■ ABOUT THIS TASK ■
All of the entries below should be copied exactly as they appear.

■ INPUT DATA ■
━━━━━━
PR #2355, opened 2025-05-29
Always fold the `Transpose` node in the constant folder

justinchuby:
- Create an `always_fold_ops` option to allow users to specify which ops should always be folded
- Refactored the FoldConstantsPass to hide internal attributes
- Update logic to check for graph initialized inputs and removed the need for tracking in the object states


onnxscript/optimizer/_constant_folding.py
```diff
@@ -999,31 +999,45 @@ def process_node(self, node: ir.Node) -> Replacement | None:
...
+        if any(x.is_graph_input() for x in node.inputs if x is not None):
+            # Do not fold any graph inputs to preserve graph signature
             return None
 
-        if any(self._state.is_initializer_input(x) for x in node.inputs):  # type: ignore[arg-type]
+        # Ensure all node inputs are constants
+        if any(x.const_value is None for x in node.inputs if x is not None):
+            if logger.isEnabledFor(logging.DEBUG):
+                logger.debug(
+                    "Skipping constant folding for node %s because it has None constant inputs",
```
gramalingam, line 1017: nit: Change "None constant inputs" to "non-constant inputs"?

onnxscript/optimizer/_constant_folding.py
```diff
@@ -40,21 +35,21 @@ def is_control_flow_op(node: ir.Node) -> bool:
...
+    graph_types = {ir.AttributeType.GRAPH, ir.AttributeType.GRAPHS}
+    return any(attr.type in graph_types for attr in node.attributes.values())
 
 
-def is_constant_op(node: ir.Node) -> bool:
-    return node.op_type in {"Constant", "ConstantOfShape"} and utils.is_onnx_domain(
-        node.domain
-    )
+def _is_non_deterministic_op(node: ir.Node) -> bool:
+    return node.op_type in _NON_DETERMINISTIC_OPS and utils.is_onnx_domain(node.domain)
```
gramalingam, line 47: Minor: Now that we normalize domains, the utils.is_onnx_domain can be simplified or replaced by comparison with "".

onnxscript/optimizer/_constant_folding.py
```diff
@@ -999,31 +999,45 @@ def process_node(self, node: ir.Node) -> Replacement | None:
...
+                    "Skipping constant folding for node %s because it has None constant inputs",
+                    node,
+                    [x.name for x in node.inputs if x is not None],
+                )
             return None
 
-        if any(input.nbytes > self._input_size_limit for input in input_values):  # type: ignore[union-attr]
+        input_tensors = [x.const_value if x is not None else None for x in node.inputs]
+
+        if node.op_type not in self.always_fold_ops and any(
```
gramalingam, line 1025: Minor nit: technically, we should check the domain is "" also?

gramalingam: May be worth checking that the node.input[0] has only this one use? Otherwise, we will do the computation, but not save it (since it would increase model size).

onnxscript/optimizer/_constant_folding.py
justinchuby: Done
━━━━━━
■ ANSWER TO THIS PROBLEM ■
PR #2355, opened 2025-05-29
Always fold the `Transpose` node in the constant folder

justinchuby:
- Create an `always_fold_ops` option to allow users to specify which ops should always be folded
- Refactored the FoldConstantsPass to hide internal attributes
- Update logic to check for graph initialized inputs and removed the need for tracking in the object states


onnxscript/optimizer/_constant_folding.py
```diff
@@ -999,31 +999,45 @@ def process_node(self, node: ir.Node) -> Replacement | None:
...
+        if any(x.is_graph_input() for x in node.inputs if x is not None):
+            # Do not fold any graph inputs to preserve graph signature
             return None
 
-        if any(self._state.is_initializer_input(x) for x in node.inputs):  # type: ignore[arg-type]
+        # Ensure all node inputs are constants
+        if any(x.const_value is None for x in node.inputs if x is not None):
+            if logger.isEnabledFor(logging.DEBUG):
+                logger.debug(
+                    "Skipping constant folding for node %s because it has None constant inputs",
```
gramalingam, line 1017: nit: Change "None constant inputs" to "non-constant inputs"?

onnxscript/optimizer/_constant_folding.py
```diff
@@ -40,21 +35,21 @@ def is_control_flow_op(node: ir.Node) -> bool:
...
+    graph_types = {ir.AttributeType.GRAPH, ir.AttributeType.GRAPHS}
+    return any(attr.type in graph_types for attr in node.attributes.values())
 
 
-def is_constant_op(node: ir.Node) -> bool:
-    return node.op_type in {"Constant", "ConstantOfShape"} and utils.is_onnx_domain(
-        node.domain
-    )
+def _is_non_deterministic_op(node: ir.Node) -> bool:
+    return node.op_type in _NON_DETERMINISTIC_OPS and utils.is_onnx_domain(node.domain)
```
gramalingam, line 47: Minor: Now that we normalize domains, the utils.is_onnx_domain can be simplified or replaced by comparison with "".

onnxscript/optimizer/_constant_folding.py
```diff
@@ -999,31 +999,45 @@ def process_node(self, node: ir.Node) -> Replacement | None:
...
+                    "Skipping constant folding for node %s because it has None constant inputs",
+                    node,
+                    [x.name for x in node.inputs if x is not None],
+                )
             return None
 
-        if any(input.nbytes > self._input_size_limit for input in input_values):  # type: ignore[union-attr]
+        input_tensors = [x.const_value if x is not None else None for x in node.inputs]
+
+        if node.op_type not in self.always_fold_ops and any(
```
gramalingam, line 1025: Minor nit: technically, we should check the domain is "" also?

gramalingam: May be worth checking that the node.input[0] has only this one use? Otherwise, we will do the computation, but not save it (since it would increase model size).

onnxscript/optimizer/_constant_folding.py
justinchuby: Done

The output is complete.